De eigenaar van het koffiehuis kwam naar boven om de geachte vergadering mee te deelen, dat dit een vergaderzaaltje was en geen kegelbaan.
Het voorstel van Marie was, om het cadeau van haar vader aan te nemen onder dankbetuiging, waarop wederom zulk een stormachtige bijval volgde, dat meergenoemde eigenaar halverwege de trap terugkeerde en thans met kracht en klem constateerde, dat het een schandaal was.
„Jullie moest je schamen,” zei hij, „de kalk valt beneden van het plafond.”
„Laten we afspreken,” antwoordde Flip den man, „dat het een goedkoop soortje plafond moet zijn.”

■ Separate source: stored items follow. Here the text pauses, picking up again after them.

Issue #4892, opened 2026-07-22
⚡ Keep the TinaCMS editor stack (~3.8 MB) off public pages


joshbermanssw:
Parent: #4889 · **Priority 3** — largest remaining payload, but a genuine refactor with real risk to the editing experience.

## Problem

The production homepage references 61 chunks, including the TinaCMS editor stack:

| Chunk | Size | Contents |
|---|---|---|
| `5994` | 1.56 MB | Slate + yjs |
| `41958015` | 1.12 MB | TinaCMS + Slate + highlight.js |
| `dd3583a7` | 1.08 MB | TinaCMS admin + CodeMirror |

These are admin-editor dependencies being parsed and evaluated by ordinary visitors. They don't appear in the route's *static* manifest because they arrive via `dynamic()` imports, which Next still preloads into the HTML.

## Root cause

**9 files value-import the full `tinacms` package** for admin form-field helpers (`wrapFieldsWithMeta`, `Button`, `Input`, `TextArea`):

- `components/blocks/tableLayout.schema.tsx`
- `components/blocks/cardCarousel/cardCarousel/cardCarouselSchema.tsx`
- `components/blocks/v3/cardCarousel/cardCarousel.schema.tsx`
- `components/blocks/logoCarousel/logoCarouselSchema.tsx`
- `components/blocks/breadcrumbs/breadcrumbs.schema.tsx`
- `components/fields/color.tsx`
- `components/blocksSubtemplates/tinaFormElements/iconSelector.tsx`
- `components/blocksSubtemplates/tinaFormElements/colourSelector.tsx`
- `components/textInputWithCount/textInputWithCount.tsx`

The other 92 files import from `tinacms/dist/react`, which is the lighter runtime and fine. Note the ~40 `import type { Template } from "tinacms"` are type-only and erased at compile time — harmless.

The problem is that schema files are reachable from the runtime component graph, so admin-only code follows the blocks onto public pages.

## Suggested approach

Establish a hard boundary between **schema/admin** code and **runtime/public** code so the full `tinacms` package is never statically reachable from a rendered block — e.g. lazy-load field components behind `dynamic()` split points, or move field UI into an admin-only module.

## Watch out for

This touches the CMS editing experience. Needs proper scoping and verification that every Tina form field still renders and saves.

joshbermanssw:
[...]

PR #4912, opened 2026-07-23
⚡ Alias @tinacms/mdx to keep its 2 MB markdown parser out of the client bundle

### LINKED ISSUE #4896: 💸 Perf - Keep the 1.1 MB TinaCMS MDX parser out of the client bundle
Sub-issue of the AI for Business Leaders performance PBI. **This is the single biggest lever.**

**Description**

The events route ships **1.70 MB of JS** in its initial entry (`.next/app-build-manifest.json` → `/(events)/events/[...filename]/page`). One chunk, `dd3583a7-*.js`, is **1,115 KB** of that — roughly 65%. Fingerprinting it shows remark/mdast/slate internals (`invalid_markdown`, `Error parsing markdown`).

The chain:

- 65 components across `app/` and `components/` do `import { TinaMarkdown } from "tinacms/dist/rich-text"`
- Line 1 of `tinacms/dist/rich-text/index.js` is `import { sanitizeUrl } from "@tinacms/mdx"`
- `@tinacms/mdx/dist/index.browser.js` is **1.97 MB** — the full MDX parser and serialiser

So the entire MDX toolchain is bundled for anonymous visitors in order to call one ~15-line URL sanitiser. This is almost exactly Lighthouse's "Reduce unused JavaScript — Est savings of 1,064 KiB", and it is the main driver of "Reduce JavaScript execution time 2.9 s" and TBT 1,250 ms.

Worth noting what is *not* the problem: `tinacms/dist/react.js` (where `useTina` and `tinaField` come from) is only 6 KB and imports from `@tinacms/bridge`, not from the 2.5 MB `tinacms/dist/index.js`. Those imports are fine and don't need changing.

**Proposed solution**

Option A (preferred — small, reversible): alias `@tinacms/mdx` to a local module exporting a faithful `sanitizeUrl`. It must be applied in **both** bundlers — `webpack.resolve.alias` in `next.config.mjs` for `next build`, and `turbopack.resolveAlias` for `next dev --turbopack`. No app code imports `@tinacms/mdx` directly, so the blast radius is limited to what `tinacms/dist/rich-text` uses.

Option B: vendor `TinaMarkdown` locally (12 KB of MIT-licensed source) as e.g. `@/components/tinaMarkdown`, implement `sanitizeUrl` alongside it, and repoint the 65 imports with a codemod.

Option C (longer term, in parallel): raise it upstream — `sanitizeUrl` belongs in `@tinacms/bridge`, not behind the whole MDX package.

**Acceptance criteria**

1. `dd3583a7-*.js` (or its successor) no longer appears in the events route's entry in `app-build-manifest.json`
2. The route's initial JS drops from 1.70 MB to under 700 KB uncompressed
3. Rich text still renders identically on `/events/ai-for-business-leaders` and at least two other pages using `TinaMarkdown` (an `articles/` page and a `consulting/` page)
4. TinaCMS editing (`/admin`) and visual editing still work
5. `next dev` (Turbopack) and `next build` (webpack) both produce correct output
6. Lighthouse "Reduce unused JavaScript" drops by roughly 1 MB

joshbermanssw:
- Affected routes: all routes rendering rich text (every page importing `TinaMarkdown` — 65 components), verified on `/events/ai-for-business-leaders`

- Fixed #4896

## TL;DR

`tinacms/dist/rich-text` — the module behind `<TinaMarkdown>` — opens with `import { sanitizeUrl } from "@tinacms/mdx"`, and that package ships a single `bundleDeps` entry point of **1,973,803 bytes** to supply a **22-line** URL sanitiser. This aliases the package to a shim that keeps `sanitizeUrl` and drops the parser; no application code changes.

## Why

On the deployed site, `/events/ai-for-business-leaders` references **5,966,858 bytes of JS across 60 chunks**. `dd3583a7-*.js` — the `@tinacms/mdx` bundle — is **1,142,097** of them, making it the largest single attributable slice of the page's JavaScript and the bulk of Lighthouse's "Reduce unused JavaScript — Est savings of 1,064 KiB".

Reproduce the page total:

```bash
curl -s https://www.ssw.com.au/events/ai-for-business-leaders \
  | grep -o '/_next/static/chunks/[A-Za-z0-9_.-]*\.js' | sort -u \
  | while read c; do curl -s -o /dev/null -w "%{size_download}\n" \
      -H 'Accept-Encoding: identity' "https://www.ssw.com.au$c"; done \
  | awk '{s+=$1} END {print s" bytes"}'
```

Local before/after build figures to follow in a comment.

## Reviewer notes

- **`sanitizeUrl` is copied, not reimplemented.** Verbatim from `@tinacms/mdx@2.1.9` and byte-identical across that package's node and browser builds. If you bump the Tina packages, re-diff it.
- **`parseMDX` / `serializeMDX` throw.** Neither runs in a browser on a public page — `serializeMDX` is reached only from the editor's save path, `parseMDX` only from the Tina GraphQL layer, and both `/admin` and `@tinacms/cli` are built outside this Next config, so both still get the real package. They throw rather than returning a plausible value so a wrong assumption fails loudly instead of silently mangling content.
- **Aliased for both bundlers.** `next dev` uses Turbopack and `next build` uses webpack; wiring only one would let dev and prod diverge silently.
- **This is a stopgap.** tinacms/tinacms#7233 adds a dependency-free `@tinacms/mdx/sanitize-url` subpath that makes the shim unnecessary — delete the file and the two aliases once it ships in a release we consume.

## Tests

- Existing suite green (13/13).
- Differential test of the shim's `sanitizeUrl` against the real export across 31 inputs — allowed and blocked schemes (`javascript:`, `data:`, `vbscript:`, `file:`, `ftp:`), relative paths, anchors, userinfo, explicit ports, and query/hash/trailing-slash combinations: **0 mismatches**, and an identical export surface.

## Links

- Closes #4896
- Parent PBI #4894
- Upstream issue: tinacms/tinacms#7232
- Upstream fix: tinacms/tinacms#7233
- Related, same payload via a different import chain: #4892

### DIFF
--- a/lib/tinacms-mdx-shim.js
+++ b/lib/tinacms-mdx-shim.js
@@ -1,0 +1,81 @@
+/**
+ * Stand-in for `@tinacms/mdx`, aliased in via `next.config.mjs`.
+ *
+ * WHY THIS EXISTS
+ * ---------------
+ * `tinacms/dist/rich-text` — the module behind `<TinaMarkdown>`, imported by 65
+ * components in this repo — starts with:
+ *
+ *     import { sanitizeUrl } from "@tinacms/mdx";
+ *
+ * `@tinacms/mdx` publishes a single "." entry point built with `bundleDeps`, so
+ * that one import drags the whole remark / mdast / micromark / prettier parsing
+ * toolchain into the bundle: 1,973,803 bytes (@tinacms/mdx 2.1.9) to reach a
+ * 22-line URL sanitiser. It was ~1.14 MB minified on the deployed site and the
+ * single largest attributable slice of the page's JavaScript.
+ *
+ * Aliasing the package here keeps `sanitizeUrl` — the only export any browser
+ * code path actually needs — and drops the parser.
+ *
+ * HOW TO REMOVE THIS
+ * ------------------
+ * Upstream tinacms#7232 tracks the same problem and tinacms#7233 adds a
+ * dependency-free `@tinacms/mdx/sanitize-url` subpath. Once that ships in a
+ * release we consume, delete this file and its two aliases in `next.config.mjs`
+ * and bump `tinacms` / `@tinacms/mdx`. See SSW.Website#4896.
+ *
+ * KEEPING IT HONEST
+ * -----------------
+ * `sanitizeUrl` below is a verbatim copy from @tinacms/mdx@2.1.9 (byte-identical
+ * in both `dist/index.js` and `dist/index.browser.js`). If you bump the Tina
+ * packages, re-diff it against the new build before assuming it still matches.
+ */
+
+// Verbatim from @tinacms/mdx@2.1.9 — do not "improve" it; it must match upstream.
+export const sanitizeUrl = (url) => {
+  const allowedSchemes = ["http", "https", "mailto", "tel", "xref"];
+  if (!url) return "";
+  let parsedUrl = null;
+  try {
+    parsedUrl = new URL(url);
+  } catch (error) {
+    return url;
+  }
+  const scheme = parsedUrl.protocol.slice(0, -1);
+  if (allowedSchemes && !allowedSchemes.includes(scheme)) {
+    // eslint-disable-next-line no-console -- upstream behaviour, kept as-is
+    console.warn(`Invalid URL scheme detected ${scheme}`);
+    return "";
+  }
+  if (parsedUrl.pathname === "/") {
+    if (url.endsWith("/")) {
+      return parsedUrl.href;
+    }
+    return `${parsedUrl.origin}${parsedUrl.search}${parsedUrl.hash}`;
+  } else {
+    return parsedUrl.href;
+  }
+};
+
+/**
+ * The other two exports of `@tinacms/mdx`. Neither runs in a browser on a public
+ * page: `serializeMDX` is reached only from `tinacms/dist/index.js` on the
+ * editor's save path, and `parseMDX` only from the Tina GraphQL layer, which runs
+ * in the `@tinacms/cli` process and in `/admin` — both built outside this Next
+ * config, so both still get the real package.
+ *
+ * They throw rather than returning a plausible-looking value so that if that
+ * assumption is ever wrong we get a loud, traceable failure instead of silently
+ * mangled content.
+ */
+const unavailable = (name) => () => {
+  throw new Error(
+    `${name}() is not available: @tinacms/mdx is aliased to lib/tinacms-mdx-shim.js ` +
+      `to keep the ~2 MB markdown parser out of the browser bundle. If you genuinely ` +
+      `need ${name}() in the Next build, remove the alias in next.config.mjs and ` +
+      `re-measure the bundle. See SSW.Website#4896.`
+  );
+};
+
+export const parseMDX = unavailable("parseMDX");
+export const serializeMDX = unavailable("serializeMDX");
--- a/next.config.mjs
+++ b/next.config.mjs
@@ -4,11 +4,16 @@ import path from "node:path";
 import { fileURLToPath } from "node:url";
 const withNextPluginPreval = createNextPluginPreval();
 
-// Absolute so webpack and Turbopack resolve it identically regardless of cwd.
-const TINACMS_MDX_SHIM = path.join(
+// The two bundlers want this path in different forms, so don't unify them:
+// webpack's resolve.alias needs an absolute path, while Turbopack's resolveAlias
+// resolves values against the project root and prepends "./" to whatever it is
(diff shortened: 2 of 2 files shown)


joshbermanssw:
## Before/after measured

Two clean production builds on the same machine, identical apart from the alias (baseline = `next.config.mjs` from `origin/main` with the shim removed).

| | Before | After | Δ |
|---|---:|---:|---:|
| `/(events)/events/[...filename]` entry JS | 1,752,504 B | **610,909 B** | **−1,141,595 (−65.1%)** |
| Entry chunk count | 22 | 22 | — |
| All `static/chunks` bytes | 10,475,021 B | 9,346,839 B | −1,128,182 (−10.8%) |

`dd3583a7-76595befd5b43fbb.js` (1,142,097 B) — the `@tinacms/mdx` bundle — is **absent from the after build**.

## One thing this does not fix

A second chunk still matches the markdown-parser fingerprint after the alias:

| Chunk | Before | After |
|---|---:|---:|
| `dd3583a7-*.js` | 1,142,097 B | **gone** |
| `41958015.*.js` | 1,198,209 B | 1,198,207 B |

The alias barely touches `41958015`, so that copy arrives by a different route — most likely the chain in #4892, where 12 files value-import `tinacms` for admin form helpers and pull in `tinacms/dist/index.js`. Worth confirming directly rather than assuming.

Two consequences:

1. **#4892 is still required.** This PR removes one of two doors; the remaining chunk is comparable in size.
2. **Upstream tinacms#7233 would not have covered this on its own.** It repoints `rich-text` at a `sanitize-url` subpath — the same door this PR closes — and leaves `41958015` untouched. Useful context for that PR, and a reason not to simply wait for it.

isaaclombardssw (approved):
This is really ugly but since the fix is just waiting on Tina to come through... ✅

isaaclombardssw:
Tested this branch locally — works great for `next build`/prod, but it breaks `next dev`: any page rendering `<TinaMarkdown>` 500s.

**Cause:** `TINACMS_MDX_SHIM` is an absolute path. Webpack's `resolve.alias` accepts absolute paths, but Turbopack's `resolveAlias` treats the value as relative — it turns `/Users/.../lib/tinacms-mdx-shim.js` into `./Users/.../lib/tinacms-mdx-shim.js` and can't resolve it:

```
Module not found: Can't resolve './Users/.../lib/tinacms-mdx-shim.js'
GET /events/ai-for-business-leaders 500
```

So the webpack alias (prod, CI build, your bundle measurements) is fine — only `next dev` is affected, which is why CI didn't catch it (CI only runs `next build`, never `next dev`).

**Repro:**
```bash
git checkout perf/tina-mdx-sanitize-url
pnpm dev
curl -s -o /dev/null -w "%{http_code}\n" http://localhost:3000/events/ai-for-business-leaders
# -> 500  (dev log: Can't resolve './Users/.../lib/tinacms-mdx-shim.js')
```

**Fix** — point just the Turbopack alias at a project-relative path; webpack keeps the absolute one:
```js
turbopack: {
  resolveAlias: { "@tinacms/mdx": "./lib/tinacms-mdx-shim.js" },
}
```
Confirmed: with that one change the same page returns 200 and rich text renders. Nothing else needed touching — the shim's `sanitizeUrl` is byte-identical to the installed `@tinacms/mdx@2.1.4` and the `dd3583a7` chunk is gone in prod as you measured.

joshbermanssw:
Reproduced and fixed in `014674cb`.

Confirmed the diagnosis before changing anything — Turbopack does prepend `./` to the value it's given:

```
HTTP=500
Module not found: Can't resolve './Users/josh/.../lib/tinacms-mdx-shim.js'
```

And after pointing Turbopack at a relative path, on the same page:

```
✓ Ready in 1384ms
HTTP=200 bytes=625202
dev log resolution errors: (none)
```

Also verified rich text genuinely renders rather than the route merely returning 200 — the block-2 description paragraph is present in the dev-rendered HTML, and no markdown-parser strings appear, so the shim is being used rather than silently falling back.

Kept the two forms deliberately different — absolute for webpack, relative for Turbopack — with a comment saying why, because unifying them re-breaks one bundler or the other. My original comment claimed absolute would "resolve identically" in both; that was the wrong assumption, and it introduced exactly the dev/prod divergence the change was supposed to prevent.

Your point about CI is the more important one: `pr-build.yml` only runs `next build`, so no amount of CI would have caught a Turbopack-only failure. Worth a smoke test that boots `next dev` and asserts a page renders — I can raise that separately rather than expand this PR.

One correction for the record: the installed version here is `@tinacms/mdx@2.1.9`, not 2.1.4 — worth being precise about since the shim header tells the next person to re-diff `sanitizeUrl` against the installed build when the Tina packages are bumped.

„Bepaald namaak kalk,” vond Pietje Bell.
„Goeie plafonds,” beweerde Jacob wijs, „laten geen kalk los. Probeert u eens Portland-cement.”
„Jullie raaskalt,” riep de man uit, „en dit is de laatste maal, dat ik jelui waarschuw. Je denkt zeker, dat ik idioot ben?”
„We zullen u heelemaal niet tegenspreken,” zei Flip minzaam.
De eigenaar nam dit als een beleefdheid op, omdat de beteekenis niet recht tot hem doordrong en vertrok met de mededeeling, dat het de laatste maal geweest moest zijn.
„Stel je voor,” beweerde Mien Kuijer, een veertienjarige robbedoes, „de man krijgt zijn huur betaald na de eerste soirée, en dan zal je nog niet eens de kalk van ’t plafond mogen stampen.”
’t Werd warm op het zaaltje.
Harry de Graaf deed met toestemming van de dames zijn jasje uit en stelde daardoor een nieuw, zijden overhemd ten toon.
Het had een vreemde combinatie van kleuren.
„Vind-je ’t geen mooi shirt?” vroeg hij aan Pietje.
„Wel,” was het antwoord, „ik wil heelemaal niet beweren, dat het niet mooi is, maar als ik zoo’n overhemd aanhad, zou ik mijn jas aanhouden.”
„En ik denk …” begon Flip.
„Ik geef geen cent voor wat jij denkt,” viel Harry hem in de rede.
„Je hebt gelijk, ik dacht aan jou,” zei Flip snel.
„Orde, dames en heeren,” verzocht de voorzitter, „orde alstublieft. Waar is mijn hamer? Och Piet, geef eens even aan.”
Pietje rekte zijn arm uit naar den hamer, die in de herrie aan de andere zijde van de tafel verzeild was.
„Gut, wat kan jij leelijk vér reiken,” merkte Alida Specht op, een lang, slank meisje, dat om haar spitse tongetje „Spinnetje” genoemd werd.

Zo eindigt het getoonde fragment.